*** Opening of TASK DATA ***
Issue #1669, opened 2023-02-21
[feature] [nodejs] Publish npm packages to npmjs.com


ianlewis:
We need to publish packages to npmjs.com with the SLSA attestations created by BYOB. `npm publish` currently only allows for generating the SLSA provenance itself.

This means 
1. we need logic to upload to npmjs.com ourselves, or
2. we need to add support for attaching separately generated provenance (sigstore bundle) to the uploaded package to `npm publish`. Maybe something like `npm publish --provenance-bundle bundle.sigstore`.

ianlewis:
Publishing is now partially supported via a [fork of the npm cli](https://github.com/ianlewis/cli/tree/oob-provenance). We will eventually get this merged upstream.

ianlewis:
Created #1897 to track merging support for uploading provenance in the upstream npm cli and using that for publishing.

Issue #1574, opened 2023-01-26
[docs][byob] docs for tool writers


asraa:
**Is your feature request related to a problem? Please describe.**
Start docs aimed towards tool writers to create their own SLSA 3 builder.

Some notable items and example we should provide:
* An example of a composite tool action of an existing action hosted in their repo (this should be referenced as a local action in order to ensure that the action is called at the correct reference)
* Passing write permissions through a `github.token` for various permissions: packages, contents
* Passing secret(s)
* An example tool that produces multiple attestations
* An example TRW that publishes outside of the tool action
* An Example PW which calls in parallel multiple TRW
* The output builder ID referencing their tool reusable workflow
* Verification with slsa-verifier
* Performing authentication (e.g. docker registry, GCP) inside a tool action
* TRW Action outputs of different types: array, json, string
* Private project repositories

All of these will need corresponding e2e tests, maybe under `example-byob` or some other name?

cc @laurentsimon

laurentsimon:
*** Close of TASK DATA ***
DESCRIPTION OF THE TASK -
Return each line of the preceding material in which "github" can be found.

REPLY TO THE EXERCISE -
Publishing is now partially supported via a [fork of the npm cli](https://github.com/ianlewis/cli/tree/oob-provenance). We will eventually get this merged upstream.
* Passing write permissions through a `github.token` for various permissions: packages, contents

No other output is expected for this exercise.